Install torque on a single node Centos 6.4
PBS is widely used as queuing system on small size to huge clusters. This is just a little post to resume somehow all installation steps necessary to get a single node torque server running on Centos 6.4 (64bit). Don't ask yourself about the use of this. You can definitely manage intelligently a heavy workload on a single machine, but here we want to do this mainly for having a development framework around torque / PBS for bigger clusters...so it'll just be a sort of testing environment. Torque is a fork of PBS and as such is very similar to the widely used PBS Pro.
Resolving dependencies :
I considered a self compiled installation of torque, so for this a few dependencies are necessary :
[root]# yum install libxml2-devel openssl-devel gcc gcc-c++ boost-devel
Configuring your firewall :
Open the following ports for tcp on your firewall : 15003, 15001 (you can use the graphical firewall setup tool available in CENTOS to do that or go through iptables).
Building torque :
First download the latest torque release from the adaptive computing website or via command line :
wget http://www.adaptivecomputing.com/downloading/?file=/torque/torque-4.2.9.tar.gz
tar -xzvf torque-4.2.9.tar.gz
cd torque-4.2.9
Next lets consider a default installation, where binaries and libraries will be installed to /usr/local.
./configure
[root]# make
[root]# make install
If not already done so add /usr/local/bin and /usr/local/sbin to your user and root PATH variables (add it to your .bashrc or .cshrc).
Next you need to install and start the torque authorization daemon and we can also copy all files to start torque as a server afterwards :
[root]# cp contrib/init.d/trqauthd /etc/init.d/
[root]# cp contrib/init.d/pbs_mom /etc/init.d/pbs_mom
[root]# cp contrib/init.d/pbs_server /etc/init.d/pbs_server
[root]# cp contrib/init.d/pbs_sched /etc/init.d/pbs_sched
[root]# chkconfig --add trqauthd
[root]# chkconfig --add pbs_mom
[root]# chkconfig --add pbs_server
[root]# chkconfig --add pbs_sched
[root]# echo '/usr/local/lib' > /etc/ld.so.conf.d/torque.conf
[root]# ldconfig
[root]# service trqauthd start
Configuring torque
Add the servername hosting the torque server to /var/spool/torque/server_name. Next set the library path to torque.conf :
[root]# echo '/usr/local/lib' > /etc/ld.so.conf.d/torque.conf
[root]# ldconfig
Initialize the serverdb by executing the following as root :
[root]# ./torque.setup root
Add the compute node (the server itself) to the nodes file. This can be done by adding the following into the /var/spool/torque/server_priv/nodes file :
MYMACHINENAME np=4
where MYMACHINENAME is the name of your node and np indicates the number of available CPU's for the queue. Adapt this to your system.

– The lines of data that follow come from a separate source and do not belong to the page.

PR #314, opened 2024-05-30
Change ghost cap distance calculation to match OG NT.

### LINKED ISSUE #269: Ghost capzones match NT06 in size
Ghost cap zones seem to be smaller in NT;Re than in Legacy, which leads to ghost capping not being possible on some maps or delayed, for example Rise heli cap. - StellaNova

Making ghost capture region the same. - Wakfu

Agiel:
For parity the distance is calculated in 3D instead of 2D, and the cap zone radius is not halved. Also, a distance less than or equal to the radius should be a cap, not just less than (this caused some annoying off by a frame issues in one of my old plugins 😅).

Fixes #269.

### DIFF
--- a/mp/src/game/shared/neo/neo_ghost_cap_point.cpp
+++ b/mp/src/game/shared/neo/neo_ghost_cap_point.cpp
@@ -215,13 +215,13 @@ void CNEOGhostCapturePoint::Think_CheckMyRadius(void)
 		}
 
 		const Vector dir = player->GetAbsOrigin() - GetAbsOrigin();
-		const float distance = dir.Length2D();
+		const float distance = dir.Length();
 
 		Assert(distance >= 0);
 
 		// Has the ghost carrier reached inside our radius?
 		// NEO TODO (Rain): newbie UI helpers for approaching wrong team cap
-		if (distance >= (m_flCapzoneRadius / 2.0f))
+		if (distance > m_flCapzoneRadius)
 		{
 			continue;
 		}


Rainyan:
This is clearly better than what we had, but I think it's still slightly off from the original.

For example, comparing the van cap in nt_dawn:
```
map nt_dawn_ctg

// spawn a bot to the other team
sv_cheats 1; bot_add

// steps:
//   1. make sure you spawn in the outside, so your capzone is inside
//   2. go grab the ghost from the world

cl_showpos 1

// This teleports you just barely outside the capzone range.
// Might still not be quite 100% accurately the actual limit, but it's pretty close:
setpos -350 179.750344 -135; setang 0 -90 0

// This triggers the van cap for original NT:
setpos -350 179.750343 -135; setang 0 -90 0
```

For the remake, this limit is somewhere closer to `setpos -350 178.7 -135; setang 0 -90 0` before the cap actually goes in. So I think we're most likely off by 1 unit (~179.7 vs ~178.7) somewhere. Peeking at the disassembly, I think the original implementation calls `CEntitySphereQuery` for this, but I'm guessing we could just offset the calculation accordingly to get the same behaviour.

AdamTadeusz (dismissed):

Rainyan (changes requested):
As per https://github.com/NeotokyoRebuild/neo/pull/314#issuecomment-2141845010

I'd be willing to merge, but in that case we shouldn't close #269 as this isn't full parity currently.

Agiel:
The off-by-one unit discrepancy is certainly weird, but I based nt-wincond off the disassembly and there's nothing weird going on there as far as I could tell https://github.com/Agiel/nt-wincond/blob/main/addons/sourcemod/scripting/nt_wincond.sp#L271.

Hopefully I'll have some time to dig into it this weekend, but if it's not something obvious I think it's fine to merge this and call it close enough.

Rainyan (approved):

Rainyan:
> The off-by-one unit discrepancy is certainly weird, but I based nt-wincond off the disassembly and there's nothing weird going on there as far as I could tell https://github.com/Agiel/nt-wincond/blob/main/addons/sourcemod/scripting/nt_wincond.sp#L271.
> 
> Hopefully I'll have some time to dig into it this weekend, but if it's not something obvious I think it's fine to merge this and call it close enough.

Alright. I think this is good to merge then, but we should re-open #269 until the possible distance discrepancy has been investigated.

nullsystem (approved):

Issue #302, opened 2024-05-27
Sprinting with knife has a sprinting animation cycle


blaberry:
No sprinting animation when using a knife. -Wakfu

PR #317, opened 2024-05-31
Knife - Refactor to use CNEOBaseCombatWeapon, use sprint animation when sprinting

nullsystem:
* Refactored the knife to use `CNEOBaseCombatWeapon` as its based class, pulled over some melee specific stuff over
* Refactored on functions that differentiates the knife when it wasn't a Neo-weapon
* When sprinting, use the sprint animation. Fixes https://github.com/NeotokyoRebuild/neo/issues/302


Agiel (approved):
LGTM, but we should move the damage to the script in the future.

You also need to define the server by adding the following to the /var/spool/torque/mom_priv/config file :
$pbsserver MYMACHINENAME
$logeven 255
Here again MYMACHINENAME indicates the name of the server issuing jobs. As the node and the server is the same in our configuration, specify the same name as in the previous nodes file.
Finish the configuration with :
qterm -t quick
pbs_server
pbs_mom (normally only on the node)
Check if you can see your nodes by issuing the pbsnodes -a command.
Start the scheduler on the server using :
pbs_sched
As a user login at least once onto the server via ssh from the server itself to add the server to the known hosts file :
ssh username@MYMACHINENAME
Queue configuration
Create a new queue which we name test here :
qmgr -c "create queue test queue_type=execution"
qmgr -c "set queue test enabled=true"
qmgr -c "set queue test started=true"
qmgr -c "set server scheduling=True"
First test job submission
Create a sample job submission file called test.sh containing the following lines :
#!/bin/bash
#PBS -l walltime=00:1:00
#PBS -l nice=19
#PBS -q test
date
sleep 10
date
This should run during 10 seconds. Check if the job is inside the queue using qstat. Torque should produce also a test.sh.e# and test.sh.o# file as output.